■ Excerpts from a dataset ■
PR #1724, opened 2026-08-12
fix(ci): the size ratchet was a check against writing things down

TalexDreamSoul:
A defect in the ratchet I added in #1722/#1723, found by discharging a caveat I had attached to my own #343 comment.

## The problem

It counted **raw lines**. On the four files it guards, comments and blanks are 10-15%:

| file | raw | code | comment + blank |
| --- | ---: | ---: | ---: |
| `plugin.ts` | 3,844 | 3,249 | 15% |
| `quick-ops/index.ts` | 2,875 | 2,594 | 10% |
| `app-provider.ts` | 4,600 | 3,950 | 14% |
| `file-provider.ts` | 4,298 | 3,703 | 14% |

And on the *growth* that put them under the ratchet it is much worse. `app-provider.ts` is +377 since #343 was filed, and **+131 of that is comments** — 35% of the increase.

So the ceiling would have failed the next person who wrote down why a decision was made, in files whose stated problem is that their decisions are unexplained. That is the opposite of what both issues want.

Ceilings are code lines now, lowered to match: 3844→3249, 2875→2594, 4600→3950, 4298→3703. Lowering is what a ratchet permits, so the base-revision check from #1722 is satisfied by the same edit.

## How it was found

Not by review. My #343 comment carried a caveat: the +1,071 might be legitimate streaming work from #318's `scanDirectoryBatches` / paged reconciliation, in which case "simplification is losing" would not hold. Discharging it:

| | added code | mentions batching / paging / ack |
| --- | ---: | ---: |
| `file-provider.ts` | 612 | 58 (9.5%) |
| `app-provider.ts` | 385 | 40 (10.4%) |

So the hedge was mostly wrong — a tenth, not the bulk. But the same pass produced the comment counts, and those were a defect in my own check rather than in the codebase.

## Verification

Seven new self-test cases for the counter: a line comment, a block comment across lines, a one-line block comment, blank lines, code resuming after a block closes, a trailing comment not removing its line, and an all-comment file counting zero. 15 → **22 cases**.

And on the real file rather than a fixture:

| appended to `app-provider.ts` | exit |
| --- | --- |
| six comment lines (two `//`, a four-line block) | **0** |
| one line of code | **1** — `is 3951 code lines, ceiling 3950` |

The stale header — "the two coordination hotspots in #339" — now names four files and both issues, matching the fix CodeRabbit asked for in the JSON on #1723.

## Summary by CodeRabbit

* **Bug Fixes**
  * Improved module size tracking by counting nonblank, non-comment code lines.
  * Added support for correctly ignoring block comments and blank lines.
  * Updated size thresholds and messages to reflect code-line counts.
* **Tests**
  * Expanded validation coverage for comments, blank lines, and block comments.

### DIFF
--- a/.github/module-size-ratchet.json
+++ b/.github/module-size-ratchet.json
@@ -7,30 +7,35 @@
     "2026-08-12: extended to #343 for the same reason as #339. Both issues say line count is not",
     "the point and both are right; both also grew while asking to be split -- plugin.ts +784,",
     "app-provider.ts +377, file-provider.ts +694. Nothing measured that, because every report",
-    "compared against the previous PR rather than against the issue."
+    "compared against the previous PR rather than against the issue.",
+    "2026-08-12 (later): ceilings are CODE lines now -- comments and blanks excluded -- and were",
+    "lowered accordingly. Counting raw lines made this a check against writing things down: of",
+    "app-provider.ts's +377 since #343 was filed, +131 was comments. A ceiling that fails the next",
+    "person who explains a decision, in files whose problem is unexplained decisions, is worse than",
+    "no ceiling."
   ],
   "files": [
     {
       "file": "apps/core-app/src/main/modules/plugin/plugin.ts",
-      "ceiling": 3844,
+      "ceiling": 3249,
       "issue": "#339",
       "note": "~3,060 when #339 was filed; peaked at 4,069 while three extraction PRs were landing."
     },
     {
       "file": "apps/core-app/src/main/modules/quick-ops/index.ts",
-      "ceiling": 2875,
+      "ceiling": 2594,
       "issue": "#339",
       "note": "~2,999 when #339 was filed. Down 124 since, and this holds that."
     },
     {
       "file": "apps/core-app/src/main/modules/box-tool/addon/apps/app-provider.ts",
-      "ceiling": 4600,
+      "ceiling": 3950,
       "issue": "#343",
       "note": "~4,223 when #343 was filed, which is exactly the number that issue cites. +377 since."
     },
     {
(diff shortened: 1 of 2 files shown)


TalexDreamSoul:
Taken. All four shapes were real, and one of them bit me while I was fixing it.

`countLines` is a character scan now, tracking block-comment state and quotes. `0995e146e`.

## The four, and one you did not list

| shape | old | new |
| --- | --- | --- |
| one-line block comment followed by code | lost the code | counted |
| block opened after code, mid-line | never entered | entered |
| generator method `*gen()` | read as comment continuation | code |
| wrapped expression beginning with `*` | read as comment continuation | code |
| `/*` inside a string literal | would have opened a comment | not a comment |

The last one was not in your list and follows from the same rewrite; there is a case for it, and one for an escaped quote not ending the string.

## They change nothing today, and that is worth saying

Run against all four guarded files, the character scan and the line version agree **exactly**:

```
plugin.ts 3249   quick-ops/index.ts 2594   app-provider.ts 3950   file-provider.ts 3703
```

So none of these shapes appears in the guarded code and **no ceiling moved**. Fixed anyway — they would have bitten the first time one appeared, and a counter that is right by luck is not right.

## The irony, recorded in the file

Writing the first shape literally in the doc comment **closed the comment and broke the module** — `Cannot find module`, from a stray `*/` inside a block that was explaining stray `*/`. The prose now describes the shapes and the self-test carries them as strings.

22 → **28 self-test cases**. Live control still holds on the real file: six comment lines appended to `app-provider.ts` exit 0, one line of code exits 1.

■ EXERCISE DETAILS ■
Go through the entries and filter for lines holding the word "issues"; copy each match.

■ RESPONSE TO THIS EXERCISE ■
So the ceiling would have failed the next person who wrote down why a decision was made, in files whose stated problem is that their decisions are unexplained. That is the opposite of what both issues want.
The stale header — "the two coordination hotspots in #339" — now names four files and both issues, matching the fix CodeRabbit asked for in the JSON on #1723.
     "2026-08-12: extended to #343 for the same reason as #339. Both issues say line count is not",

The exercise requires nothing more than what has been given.